『イレギュラー』 三羽省吾

イレギュラー (角川文庫)

イレギュラー (角川文庫)

出産後、夫に子どもを託し初めてひとりで外出したときに買った本。初めての外出が本屋であることは私には必然ですわよ。

名前も知らない作家の小説を初見で買うなんて久しぶりのような気がする(参照→“小説を読んでいない”2010-07-02 - moonshine)。文庫本についていた帯と、裏表紙のあらすじを見て、なんとなく今読んだらおもしろそうだなーと思ったのだ。子どもを産んだばかりで外出もままならないので、夏らしい本を読みたくなったのかもしれない。

これはとっても面白い小説。おお、こんなところに連れて行かれるとは・・・という驚きがある。物語の導入部と、半ばからとのカラーというかテイストというかが、だいぶ違う。それが成功しているのかどうかはよくわからない。なんとなく、序盤でくじけてしまう人もいそうな気がするし、読み進めていくにしたがって「マンガかよ!」と憤慨するような人もいる・・・かもしれない。

もしかしたら、もうちょっとやりようがあったんじゃないかな?という気はする。でも、大半の読者は、どんどんページをめくっていって、最後まで来たときに「ハーッ」と満足のため息をつくんじゃないかと思う。作者の気持ちが伝わってくる。それはとても真面目な気持ち。だから、これが拙いとかいうのは、なんか違う気がする。

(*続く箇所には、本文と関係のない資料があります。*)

PR #5297, opened 2026-01-04
Support both old 'removal' and new 'withdrawal' label in CSV import

buchen:
Issue: #4081

### DIFF
--- a/name.abuchen.portfolio/src/name/abuchen/portfolio/datatransfer/csv/CSVImporter.java
+++ b/name.abuchen.portfolio/src/name/abuchen/portfolio/datatransfer/csv/CSVImporter.java
@@ -56,6 +56,7 @@ import org.apache.commons.csv.CSVRecord;
 import name.abuchen.portfolio.Messages;
 import name.abuchen.portfolio.PortfolioLog;
 import name.abuchen.portfolio.datatransfer.Extractor.Item;
+import name.abuchen.portfolio.model.AccountTransaction;
 import name.abuchen.portfolio.model.Client;
 import name.abuchen.portfolio.model.Security;
 import name.abuchen.portfolio.util.Isin;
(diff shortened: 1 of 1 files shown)


buchen:
@mierin12 writes [here](https://github.com/portfolio-performance/portfolio/pull/5283#issuecomment-3706932449):

> Hello, thanks for the 4081 merge, one comment about it, sorry I comment here for visibility but we can continue on 4081, one side effect is I noticed : previously exported csv with "removal" will not be matched anymore during csv importation as withdrawal is expected by the importer now, maybe there is a way to allow both to be matched ?

The matching supports regular expressions and therefore both parameters could be made available. However, the default mapping is automatically derived from the enumeration. I have now drafted one idea how to fix this. It is super ugly, but we could keep it in the code for a year or so.

buchen:
This is then how it looks like:

Bildschirmfoto 2026-01-04 um 09 42 19

name.abuchen.portfolio/src/name/abuchen/portfolio/datatransfer/csv/CSVImporter.java
```diff
@@ -657,7 +658,17 @@ public EnumMapFormat(Class<M> enumType)
         {
             enumMap = new EnumMap<>(enumType);
             for (M element : enumType.getEnumConstants())
-                enumMap.put(element, element.toString());
+            {
+                if (element instanceof AccountTransaction.Type && element == AccountTransaction.Type.REMOVAL
+                                && "en".equals(Locale.getDefault().getLanguage()))
```
buchen: I am wondering if that is the right check. English is the fallback translation, but it will be used for other language as well. Therefore the test ```"en".equals(Locale.getDefault().getLanguage())``` is too limited. Maybe we really check for the label

mierin12: Hello Andreas, apologizes for the delay.
For me this works. What do you mean it will be used by other language ? I do not see the case where the English language check is too limited.
But I am also not super aware of all csv import features : while checking this, I only just now discovered that the "Mapped" column can be edited by the user.

buchen: What I mean is this: the language tag might say "fi" (=Finnish). But because we do  not have a Finnish translation, it fallsback to English. Therefore my thinking is that the check for the language tag is not good enough.

buchen:
I have also improved the column labels and added an icon to indicate that the value in the right column can be edited.

Bildschirmfoto 2026-01-10 um 09 19 56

高校野球と、水害に遭った小さな村。なんか、一歩間違えば重苦しく、あるいは薄っぺらくなりそうな題材を、真摯に書き込んでる。実際にはこうはいかない、というような設定、展開も、「こうであればいいのに」という作者の願いみたいなのが伝わってくるようだ。

くどくど書いたけど、そういうふうに考えて読むのはバカらしいくらい、面白い小説。ただただ面白い、と思えるのはいい小説だ。